* Required work *
Without omitting anything, copy every entry word for word.

[Opening Available data section]

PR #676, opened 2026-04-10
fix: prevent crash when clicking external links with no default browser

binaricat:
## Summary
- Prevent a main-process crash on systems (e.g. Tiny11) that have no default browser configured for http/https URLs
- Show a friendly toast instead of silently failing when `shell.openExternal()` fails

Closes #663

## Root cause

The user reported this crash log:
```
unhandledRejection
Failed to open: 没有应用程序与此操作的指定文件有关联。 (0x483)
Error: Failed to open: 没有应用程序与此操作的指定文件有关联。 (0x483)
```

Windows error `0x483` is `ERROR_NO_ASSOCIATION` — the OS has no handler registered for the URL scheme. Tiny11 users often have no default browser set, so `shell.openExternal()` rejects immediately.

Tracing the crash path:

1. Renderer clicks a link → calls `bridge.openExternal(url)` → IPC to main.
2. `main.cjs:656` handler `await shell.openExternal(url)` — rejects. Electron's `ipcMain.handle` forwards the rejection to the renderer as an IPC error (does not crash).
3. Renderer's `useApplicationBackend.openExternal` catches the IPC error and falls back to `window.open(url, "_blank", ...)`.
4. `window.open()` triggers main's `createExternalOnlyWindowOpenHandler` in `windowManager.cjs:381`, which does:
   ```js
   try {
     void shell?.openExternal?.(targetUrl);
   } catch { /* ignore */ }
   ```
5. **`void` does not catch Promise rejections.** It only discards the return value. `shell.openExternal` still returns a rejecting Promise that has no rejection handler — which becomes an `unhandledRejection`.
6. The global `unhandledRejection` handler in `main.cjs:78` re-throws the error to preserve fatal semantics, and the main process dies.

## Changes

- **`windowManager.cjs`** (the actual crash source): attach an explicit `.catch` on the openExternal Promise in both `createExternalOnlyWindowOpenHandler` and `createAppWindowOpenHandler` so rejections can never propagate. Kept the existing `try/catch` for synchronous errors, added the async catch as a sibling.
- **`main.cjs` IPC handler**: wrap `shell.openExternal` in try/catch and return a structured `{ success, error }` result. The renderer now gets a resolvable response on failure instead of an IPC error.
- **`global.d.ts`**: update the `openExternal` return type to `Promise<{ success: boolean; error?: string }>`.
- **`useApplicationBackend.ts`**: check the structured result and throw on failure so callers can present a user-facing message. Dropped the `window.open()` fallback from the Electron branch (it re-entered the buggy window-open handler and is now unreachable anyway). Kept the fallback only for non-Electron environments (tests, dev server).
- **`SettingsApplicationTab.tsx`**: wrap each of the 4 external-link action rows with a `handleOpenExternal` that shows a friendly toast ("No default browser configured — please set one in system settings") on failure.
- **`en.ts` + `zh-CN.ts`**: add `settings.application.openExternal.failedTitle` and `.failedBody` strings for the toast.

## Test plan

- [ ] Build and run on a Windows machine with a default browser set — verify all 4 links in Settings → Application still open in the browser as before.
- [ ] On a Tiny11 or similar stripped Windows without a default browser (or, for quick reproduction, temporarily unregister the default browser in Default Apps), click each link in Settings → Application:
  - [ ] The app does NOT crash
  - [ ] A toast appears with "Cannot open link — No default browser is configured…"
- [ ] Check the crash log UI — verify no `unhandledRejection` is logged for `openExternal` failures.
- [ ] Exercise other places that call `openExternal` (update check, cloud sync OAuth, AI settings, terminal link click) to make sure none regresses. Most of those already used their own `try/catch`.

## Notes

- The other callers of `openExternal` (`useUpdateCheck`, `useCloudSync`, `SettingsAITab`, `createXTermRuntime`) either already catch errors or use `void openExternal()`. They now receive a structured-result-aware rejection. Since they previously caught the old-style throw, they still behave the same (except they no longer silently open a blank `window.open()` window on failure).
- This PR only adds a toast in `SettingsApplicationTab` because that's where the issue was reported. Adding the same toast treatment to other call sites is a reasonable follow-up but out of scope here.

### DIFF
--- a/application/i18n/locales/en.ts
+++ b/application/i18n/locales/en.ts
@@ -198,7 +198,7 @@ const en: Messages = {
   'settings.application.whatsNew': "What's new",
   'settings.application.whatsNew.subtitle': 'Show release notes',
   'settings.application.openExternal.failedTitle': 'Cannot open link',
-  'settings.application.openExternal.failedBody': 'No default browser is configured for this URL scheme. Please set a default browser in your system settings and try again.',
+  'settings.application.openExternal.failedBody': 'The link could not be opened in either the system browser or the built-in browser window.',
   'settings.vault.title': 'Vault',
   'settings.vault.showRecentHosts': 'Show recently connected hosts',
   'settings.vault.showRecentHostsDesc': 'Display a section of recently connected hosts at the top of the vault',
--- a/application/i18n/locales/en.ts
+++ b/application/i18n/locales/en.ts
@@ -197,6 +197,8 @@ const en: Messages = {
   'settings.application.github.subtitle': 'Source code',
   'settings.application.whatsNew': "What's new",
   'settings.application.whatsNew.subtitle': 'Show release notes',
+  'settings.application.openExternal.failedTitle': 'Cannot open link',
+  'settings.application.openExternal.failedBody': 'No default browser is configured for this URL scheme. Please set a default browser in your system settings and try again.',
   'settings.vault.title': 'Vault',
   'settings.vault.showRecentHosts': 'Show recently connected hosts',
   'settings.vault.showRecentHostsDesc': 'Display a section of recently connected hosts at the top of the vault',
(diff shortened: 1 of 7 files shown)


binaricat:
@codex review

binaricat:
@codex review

[Closing Available data section]

* Your solution *
PR #676, opened 2026-04-10
fix: prevent crash when clicking external links with no default browser

binaricat:
## Summary
- Prevent a main-process crash on systems (e.g. Tiny11) that have no default browser configured for http/https URLs
- Show a friendly toast instead of silently failing when `shell.openExternal()` fails

Closes #663

## Root cause

The user reported this crash log:
```
unhandledRejection
Failed to open: 没有应用程序与此操作的指定文件有关联。 (0x483)
Error: Failed to open: 没有应用程序与此操作的指定文件有关联。 (0x483)
```

Windows error `0x483` is `ERROR_NO_ASSOCIATION` — the OS has no handler registered for the URL scheme. Tiny11 users often have no default browser set, so `shell.openExternal()` rejects immediately.

Tracing the crash path:

1. Renderer clicks a link → calls `bridge.openExternal(url)` → IPC to main.
2. `main.cjs:656` handler `await shell.openExternal(url)` — rejects. Electron's `ipcMain.handle` forwards the rejection to the renderer as an IPC error (does not crash).
3. Renderer's `useApplicationBackend.openExternal` catches the IPC error and falls back to `window.open(url, "_blank", ...)`.
4. `window.open()` triggers main's `createExternalOnlyWindowOpenHandler` in `windowManager.cjs:381`, which does:
   ```js
   try {
     void shell?.openExternal?.(targetUrl);
   } catch { /* ignore */ }
   ```
5. **`void` does not catch Promise rejections.** It only discards the return value. `shell.openExternal` still returns a rejecting Promise that has no rejection handler — which becomes an `unhandledRejection`.
6. The global `unhandledRejection` handler in `main.cjs:78` re-throws the error to preserve fatal semantics, and the main process dies.

## Changes

- **`windowManager.cjs`** (the actual crash source): attach an explicit `.catch` on the openExternal Promise in both `createExternalOnlyWindowOpenHandler` and `createAppWindowOpenHandler` so rejections can never propagate. Kept the existing `try/catch` for synchronous errors, added the async catch as a sibling.
- **`main.cjs` IPC handler**: wrap `shell.openExternal` in try/catch and return a structured `{ success, error }` result. The renderer now gets a resolvable response on failure instead of an IPC error.
- **`global.d.ts`**: update the `openExternal` return type to `Promise<{ success: boolean; error?: string }>`.
- **`useApplicationBackend.ts`**: check the structured result and throw on failure so callers can present a user-facing message. Dropped the `window.open()` fallback from the Electron branch (it re-entered the buggy window-open handler and is now unreachable anyway). Kept the fallback only for non-Electron environments (tests, dev server).
- **`SettingsApplicationTab.tsx`**: wrap each of the 4 external-link action rows with a `handleOpenExternal` that shows a friendly toast ("No default browser configured — please set one in system settings") on failure.
- **`en.ts` + `zh-CN.ts`**: add `settings.application.openExternal.failedTitle` and `.failedBody` strings for the toast.

## Test plan

- [ ] Build and run on a Windows machine with a default browser set — verify all 4 links in Settings → Application still open in the browser as before.
- [ ] On a Tiny11 or similar stripped Windows without a default browser (or, for quick reproduction, temporarily unregister the default browser in Default Apps), click each link in Settings → Application:
  - [ ] The app does NOT crash
  - [ ] A toast appears with "Cannot open link — No default browser is configured…"
- [ ] Check the crash log UI — verify no `unhandledRejection` is logged for `openExternal` failures.
- [ ] Exercise other places that call `openExternal` (update check, cloud sync OAuth, AI settings, terminal link click) to make sure none regresses. Most of those already used their own `try/catch`.

## Notes

- The other callers of `openExternal` (`useUpdateCheck`, `useCloudSync`, `SettingsAITab`, `createXTermRuntime`) either already catch errors or use `void openExternal()`. They now receive a structured-result-aware rejection. Since they previously caught the old-style throw, they still behave the same (except they no longer silently open a blank `window.open()` window on failure).
- This PR only adds a toast in `SettingsApplicationTab` because that's where the issue was reported. Adding the same toast treatment to other call sites is a reasonable follow-up but out of scope here.

### DIFF
--- a/application/i18n/locales/en.ts
+++ b/application/i18n/locales/en.ts
@@ -198,7 +198,7 @@ const en: Messages = {
   'settings.application.whatsNew': "What's new",
   'settings.application.whatsNew.subtitle': 'Show release notes',
   'settings.application.openExternal.failedTitle': 'Cannot open link',
-  'settings.application.openExternal.failedBody': 'No default browser is configured for this URL scheme. Please set a default browser in your system settings and try again.',
+  'settings.application.openExternal.failedBody': 'The link could not be opened in either the system browser or the built-in browser window.',
   'settings.vault.title': 'Vault',
   'settings.vault.showRecentHosts': 'Show recently connected hosts',
   'settings.vault.showRecentHostsDesc': 'Display a section of recently connected hosts at the top of the vault',
--- a/application/i18n/locales/en.ts
+++ b/application/i18n/locales/en.ts
@@ -197,6 +197,8 @@ const en: Messages = {
   'settings.application.github.subtitle': 'Source code',
   'settings.application.whatsNew': "What's new",
   'settings.application.whatsNew.subtitle': 'Show release notes',
+  'settings.application.openExternal.failedTitle': 'Cannot open link',
+  'settings.application.openExternal.failedBody': 'No default browser is configured for this URL scheme. Please set a default browser in your system settings and try again.',
   'settings.vault.title': 'Vault',
   'settings.vault.showRecentHosts': 'Show recently connected hosts',
   'settings.vault.showRecentHostsDesc': 'Display a section of recently connected hosts at the top of the vault',
(diff shortened: 1 of 7 files shown)


binaricat:
@codex review

binaricat:
@codex review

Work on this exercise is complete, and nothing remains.